– Es lo que tiene el ser humano: que nunca tiene claro lo que quiere.
– Pero, -dijo Eleanor- ¿cómo puede ser que le gusten las dos cosas a la vez?
– Por cien años que viva –repuso Lawrence-, no lo voy a entender.
– Bueno, ya has vivido cincuenta, y no te haces media idea –se burló ella.
Aunque la broma había perdido toda su gracia, por haberse vuelto habitual, él sonrió. Se agradecía cualquier motivo de relax. Las últimas semanas, habían sido tensas. Desde que Henry se había ido a vivir con su pareja (a ambos se les hacía raro llamarla esposa, pues una boda por lo civil no acababa de hacer que estuvieran casados del todo a sus ojos), y habían decidido regalarle algo especial por su cumpleaños, no eran capaces de ponerse de acuerdo en qué comprarle.
El padre tenía la idea de que el chico, de casi treinta años, pero chico, era un enamorado de la más puntera tecnología, visto que su habitación se encontraba absolutamente repleta ordenadores, tablets, iPad, iPod y algunos aparatos de los que sólo era capaz de decir que tenían una pantalla y se conectaban a Internet.
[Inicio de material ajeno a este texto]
PR #1854, opened 2024-06-02
test: fix MockLogExporter

TommyCpp:
# Changes

Don't think the current unit test is actually working. It's passing because the default resource also has 4 key value paris. 

Fixed it to use mutex and change the test cases so it's has more key values than default resource

### DIFF
--- a/opentelemetry-sdk/src/logs/log_processor.rs
+++ b/opentelemetry-sdk/src/logs/log_processor.rs
@@ -224,7 +224,7 @@ impl<R: RuntimeChannel> BatchLogProcessor<R> {
                                 &timeout_runtime,
                                 logs.split_off(0),
                             )
-                            .await;
+                                .await;
 
                             if let Err(err) = result {
                                 global::handle_error(err);
@@ -239,7 +239,7 @@ impl<R: RuntimeChannel> BatchLogProcessor<R> {
                             &timeout_runtime,
                             logs.split_off(0),
                         )
-                        .await;
+                            .await;
 
                         if let Some(channel) = res_channel {
                             if let Err(result) = channel.send(result) {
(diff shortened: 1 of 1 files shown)


opentelemetry-sdk/src/logs/log_processor.rs
```diff
@@ -745,9 +750,11 @@ mod tests {
                 KeyValue::new("k2", "v3"),
                 KeyValue::new("k3", "v3"),
                 KeyValue::new("k4", "v4"),
+                KeyValue::new("k5", "v5"),
             ]))
             .build();
-        assert_eq!(exporter.get_resource().unwrap().into_iter().count(), 4);
+        tokio::time::sleep(Duration::from_secs(2)).await; // set resource in batch span processor is not blocking. Should we make it blocking?
```
TommyCpp, line 756: Is it intented that `set_resource` is non blocking in batch processor? cc @lalitb

lalitb: This was kept non-blocking to be consistent with the other methods. Also, I didn't feel it's theoretically possible for the log event to reach the exporter before the resource is fully set? But apart from that, the latency added by making it non-blocking should be acceptable as it is one-time configuration.

lalitb: Thinking more, the force-flush and shutdown are blocking, so indeed set_resource is not consistent. We can make it blocking - this will also help us capturing failure.

lalitb (approved):

opentelemetry-sdk/src/logs/log_processor.rs
cijothomas: Yes please. (i.e make it blocking)
We need to avoid sleeps as much as possible in tests (they generally makes things unstable too)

Su madre, en cambio, a pesar de saber de la afición de su hijo por la electrónica, las telecomunicaciones y cualquier aparato de última generación que pudiera permitirse, también había observado cómo el joven ampliaba la cada vez más importante colección de objetos de mediados del siglo pasado que atesoraba, ordenados en una estantería del sótano.
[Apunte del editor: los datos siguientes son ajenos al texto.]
Issue #1801, opened 2024-05-22
Tracer does weak->Arc upgrade twice in hot path leading to bottleneck


cijothomas:
`Tracer` holds a weakref to its `TracerProvider` and attempts to [upgrade that to an `Arc`](https://github.com/open-telemetry/opentelemetry-rust/blob/main/opentelemetry-sdk/src/trace/tracer.rs#L59) *twice* in the hot path - one during span start and then again during span end. This is affecting throughput due to contention.

This issue is already [fixed for Logs](https://github.com/open-telemetry/opentelemetry-rust/issues/1209), opening a new issue to track fixing the same for traces.

TommyCpp:
1. Make the span processor shutdown from any reference #1836 
2. Add `shutdown` to sdk tracer provider
3. Remove `global::shutdown_global_tracer_provider`
4. Now tracer provider can take a `TracerProviderInner` Arc pointer.

cijothomas:
This is done. Closing the issue.

PR #1855, opened 2024-06-02
feat: add `shutdown` in `TracerProvider`

TommyCpp:
Towards #1801

## Changes

- Add `shutdown` in `TracerProvider`.
- `Tracer` now takes a `TracerProvider` instead of `Weak<TracerProviderInner>`, removing the upgrading cost
- A span will NOT started when `TracerProvider` has already shutdown
- A span will NOT be exportered when `TracerProvider` has already shutdown
- Minor fix for LoggerProvider

### DIFF
--- a/opentelemetry-sdk/src/trace/provider.rs
+++ b/opentelemetry-sdk/src/trace/provider.rs
@@ -158,7 +158,7 @@ impl TracerProvider {
             .is_ok()
         {
             // propagate the shutdown signal to processors
-            // it's up to the processor to properly block new logs after shutdown
+            // it's up to the processor to properly block new spans after shutdown
             let mut errs = vec![];
             for processor in &self.inner.processors {
                 if let Err(err) = processor.shutdown() {
--- a/opentelemetry-sdk/src/trace/provider.rs
+++ b/opentelemetry-sdk/src/trace/provider.rs
@@ -25,7 +25,7 @@ use std::sync::Arc;
 const DEFAULT_COMPONENT_NAME: &str = "rust.opentelemetry.io/sdk/tracer";
 static PROVIDER_RESOURCE: OnceCell<Resource> = OnceCell::new();
 
-// a no nop logger provider used as placeholder when the provider is shutdown
+// a no nop tracer provider used as placeholder when the provider is shutdown
 static NOOP_TRACER_PROVIDER: Lazy<TracerProvider> = Lazy::new(|| TracerProvider {
     inner: Arc::new(TracerProviderInner {
         processors: Vec::new(),
--- a/opentelemetry-sdk/src/trace/provider.rs
+++ b/opentelemetry-sdk/src/trace/provider.rs
@@ -9,17 +9,36 @@
 //! not duplicate this data to avoid that different [`Tracer`] instances
 //! of the [`TracerProvider`] have different versions of these data.
 use crate::runtime::RuntimeChannel;
-use crate::trace::{BatchSpanProcessor, SimpleSpanProcessor, Tracer};
+use crate::trace::{
+    BatchSpanProcessor, Config, RandomIdGenerator, Sampler, SimpleSpanProcessor, SpanLimits, Tracer,
+};
 use crate::{export::trace::SpanExporter, trace::SpanProcessor};
 use crate::{InstrumentationLibrary, Resource};
-use once_cell::sync::OnceCell;
+use once_cell::sync::{Lazy, OnceCell};
+use opentelemetry::trace::TraceError;
 use opentelemetry::{global, trace::TraceResult};
 use std::borrow::Cow;
+use std::sync::atomic::{AtomicBool, Ordering};
 use std::sync::Arc;
 
 /// Default tracer name if empty string is provided.
 const DEFAULT_COMPONENT_NAME: &str = "rust.opentelemetry.io/sdk/tracer";
 static PROVIDER_RESOURCE: OnceCell<Resource> = OnceCell::new();
+
+// a no nop logger provider used as placeholder when the provider is shutdown
+static NOOP_TRACER_PROVIDER: Lazy<TracerProvider> = Lazy::new(|| TracerProvider {
+    inner: Arc::new(TracerProviderInner {
+        processors: Vec::new(),
+        config: Config {
+            // cannot use default here as the default resource is not empty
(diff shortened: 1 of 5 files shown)


opentelemetry-sdk/src/trace/provider.rs
```diff
@@ -9,18 +9,37 @@
...
 use opentelemetry::{global, trace::TraceResult};
 use std::borrow::Cow;
+use std::sync::atomic::{AtomicBool, Ordering};
 use std::sync::Arc;
 
 /// Default tracer name if empty string is provided.
 const DEFAULT_COMPONENT_NAME: &str = "rust.opentelemetry.io/sdk/tracer";
 static PROVIDER_RESOURCE: OnceCell<Resource> = OnceCell::new();
 
+// a no nop logger provider used as placeholder when the provider is shutdown
```
lalitb, line 28:
```suggestion
// a no nop tracer provider used as placeholder when the provider is shutdown
```

opentelemetry-sdk/src/trace/provider.rs
```diff
@@ -114,11 +147,41 @@ impl TracerProvider {
...
+    ///
+    /// Note that shut down doesn't means the TracerProvider has dropped
+    pub fn shutdown(&self) -> TraceResult<()> {
+        if self
+            .is_shutdown
+            .compare_exchange(false, true, Ordering::SeqCst, Ordering::SeqCst)
+            .is_ok()
+        {
+            // propagate the shutdown signal to processors
+            // it's up to the processor to properly block new logs after shutdown
```
lalitb, line 161:
```suggestion
            // it's up to the processor to properly block new spans after shutdown
```

lalitb (approved):
LGTM once the tests are added.

cijothomas (approved):
LGTM. A changelog entry is recommended, as this is removing a significant perf bottleneck. (i tried stress testing - 8-9M/sec to 20M/sec with this PR which is huge improvement)

Do you plan to follow up with removal of global shutdowns similar to what is done for metrics? https://github.com/open-telemetry/opentelemetry-rust/pull/1743

opentelemetry-sdk/src/trace/provider.rs
```diff
@@ -52,8 +76,11 @@ impl Default for TracerProvider {
 
 impl TracerProvider {
     /// Build a new tracer provider
-    pub(crate) fn new(inner: Arc<TracerProviderInner>) -> Self {
-        TracerProvider { inner }
+    pub(crate) fn new(inner: TracerProviderInner) -> Self {
+        TracerProvider {
+            inner: Arc::new(inner),
+            is_shutdown: Arc::new(AtomicBool::new(false)),
```
utpilla, line 82: Is there any benefit to creating another `Arc` pointer just for shutdown? Could we reuse the existing `Arc` pointer `inner` to also hold `is_shutdown` inside it?

opentelemetry-sdk/src/trace/provider.rs
```diff
@@ -39,9 +58,14 @@ impl Drop for TracerProviderInner {
...
 
 /// Creator and registry of named [`Tracer`] instances.
+///
+/// `TracerProvider` is lightweight container holding pointers to `SpanProcessor` and other components.
+/// Cloning and dropping them will not stop the span processing. To stop span processing, users
+/// must either call `shutdown` method explicitly, or drop every clone of `TracerProvider`.
 #[derive(Clone, Debug)]
 pub struct TracerProvider {
     inner: Arc<TracerProviderInner>,
+    is_shutdown: Arc<AtomicBool>,
```
utpilla, line 68: Is there any benefit to creating another Arc pointer just for shutdown? Could we reuse the existing Arc pointer inner to also hold is_shutdown inside it?

opentelemetry-sdk/src/trace/provider.rs
```diff
@@ -114,11 +147,41 @@ impl TracerProvider {
...
+            }
+
+            if errs.is_empty() {
+                Ok(())
+            } else {
+                Err(TraceError::Other(format!("{errs:?}").into()))
+            }
+        } else {
+            Err(TraceError::Other(
+                "tracer provider already shut down".into(),
```
utpilla, line 176: We should probably use `Mutex` or `RwLock` instead of atomic variable to track shutdown. With the current setup, if there are two threads that are racing to shutdown the tracerprovider, the thread which fails the compare and swap and immediately come to the else condition. It wouldn't return an error message saying "tracer provider already shut down" without even waiting or verifying that the other thread has indeed completed the shutdown.

lalitb: Will rephrase the error to say "tracer provider is already shutting down or has been shut down" be useful here, instead of using the Mutex/RwLock ?

utpilla: It depends on what kind of experience we are targeting. I feel that shutting down a tracer provider does not have to be a perf optimized operation so it's okay to use locks. Shutdown would anyway not be a frequent scenario. I also like the clear status that locking offers about whether the provider is shutdown or not.

cijothomas: The mutex/rwlock/atomic - is checked in hot path, so it needs to be performant!

cijothomas: https://github.com/open-telemetry/opentelemetry-rust/blob/main/opentelemetry-sdk/src/logs/log_processor.rs#L93-L97 Logs. 
Looks like we are inconsistent here. so that need to be taken care as well!

utpilla: > The mutex/rwlock/atomic - is checked in hot path, so it needs to be performant!

Got it! In that case, we should make use of `Arc<Cell<bool>>` to track `is_shutdown` instead of atomics as that should offer better performance.

lalitb: why `Arc<Cell<bool>>` - this can cause race condition and data corruption right, as it's not thread safe.

utpilla: My bad! I thought we could use `Mutex` in conjunction with `Arc<Cell<T>>` to save the atomic read operation on hot-path. Rust wouldn't allow that.

TommyCpp: `Cell<T>` is not `Send` and `Sync` so compiler won't allow this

A lo largo de las semanas transcurridas desde que el hijo volara del nido, los padres, con la casa inusualmente tranquila, habían estado cavilando qué le podía gustar, ya que no necesitaba nada en concreto para un hogar perfectamente equipado con los regalos de boda.
Él, empeñado en no ver otra cosa que la faceta tecnológica de Henry; ella, inspirada por la colección de cafeteras, planchas, juguetes y algunas fruslerías más originarias los años 60… Habían llegado a pensar –y a descartar- hacerle dos regalos diferentes. Una fiesta un regalo. Era una costumbre que, en esa casa, no había cambiado nunca.
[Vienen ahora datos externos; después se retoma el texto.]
PR #1857, opened 2024-06-03
Small change to return error from periodic exporter

lalitb:
## Changes

The `collect_and_export()` drops the error in case of failure during export, and always return success. Fixing that. Testing using end-to-end test for OTLP metrics exporter, with no collector running. Not adding the unit-test for now - can be done by creating a failing MockExporter (if required).

### DIFF
--- a/opentelemetry-sdk/CHANGELOG.md
+++ b/opentelemetry-sdk/CHANGELOG.md
@@ -44,7 +44,6 @@
 - **Breaking** [1836](https://github.com/open-telemetry/opentelemetry-rust/pull/1836) `SpanProcessor::shutdown` now takes an immutable reference to self. Any reference can call shutdown on the processor. After the first call to `shutdown` the processor will not process any new spans.
 
 - **Breaking** [1850] (https://github.com/open-telemetry/opentelemetry-rust/pull/1850) `LoggerProvider::log_processors()` and `LoggerProvider::resource()` are not public methods anymore. They are only used within the `opentelemetry-sdk` crate.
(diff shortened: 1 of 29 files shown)


opentelemetry-sdk/src/metrics/periodic_reader.rs
```diff
@@ -260,7 +260,7 @@ impl<RT: Runtime> PeriodicReaderWorker<RT> {
         pin_mut!(timeout);
 
         match future::select(export, timeout).await {
-            Either::Left(_) => Ok(()),
+            Either::Left((res, _)) => res, // return the result.
```
cijothomas, line 263: good catch! might be worth adding as a bug fix chanelog entry.

cijothomas (approved):

TommyCpp (approved):
Good catch

opentelemetry-sdk/CHANGELOG.md
```diff
@@ -45,6 +45,8 @@
 
 - **Breaking** [1850] (https://github.com/open-telemetry/opentelemetry-rust/pull/1850) `LoggerProvider::log_processors()` and `LoggerProvider::resource()` are not public methods anymore. They are only used within the `opentelemetry-sdk` crate.
 
+- [1857](https://github.com/open-telemetry/opentelemetry-rust/pull/1857) Fixed an issue in the `collect_and_export()` method of the periodic exporter where errors during export were dropped, ensuring proper error handling and reporting.
```
cijothomas, line 48: `collect_and_export()` is not a public method. I'd suggest to phrase this in a way applicable to end users.

something like:
```Fixed an issue in Metrics SDK which prevented export errors from being send to global error handler. With the fix, errors occurring during export like OTLP Endpoint unresponsive shows up in stderr by default.```

lalitb: Yes true. Updated.

PR #2180, opened 2024-10-07
Nits: Collect config fix in examples

cijothomas:
Config fix
CI check to keep running all msrv targets, even if one fails.


cijothomas:
@lalitb Integration Check CI was green even without fixing the config file. Looks like integration tests were somehow passing, lets follow up separately.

Mientras hurgaban en Internet, como cada día a esas horas, él sentado; ella de pie, mirando a la pantalla sin demasiado interés, ella hizo un gesto poco habitual, y más efectivo aun debido a la sorpresa que causó en su marido. Le asió con fuerza el hombro para avisarlo de que no abandonara la página que estaban viendo.
– Mira.
– ¿Qué tengo que mirar? Es una radio antigua.
– Lawrence –puso los ojos en blanco-: lee lo que pone.
– Radio Grundig modelo RF 160 del año 66 con un impresionante estilo ‘Madmen’…-masculló, mientras dejaba correr los ojos en diagonal por el texto- dos altavoces, aunque es mono… entrada auxiliar… conectar iPod o teléfono… onda corta y FM…
Al tiempo que leía, a Lawrence se le iba dibujando una sonrisa en los labios y en los ojos.
-Parece, querida, que no voy a necesitar otros cincuenta años para entenderlo del todo -dijo, mientras miraba entre nostálgico y orgulloso la foto de Henry.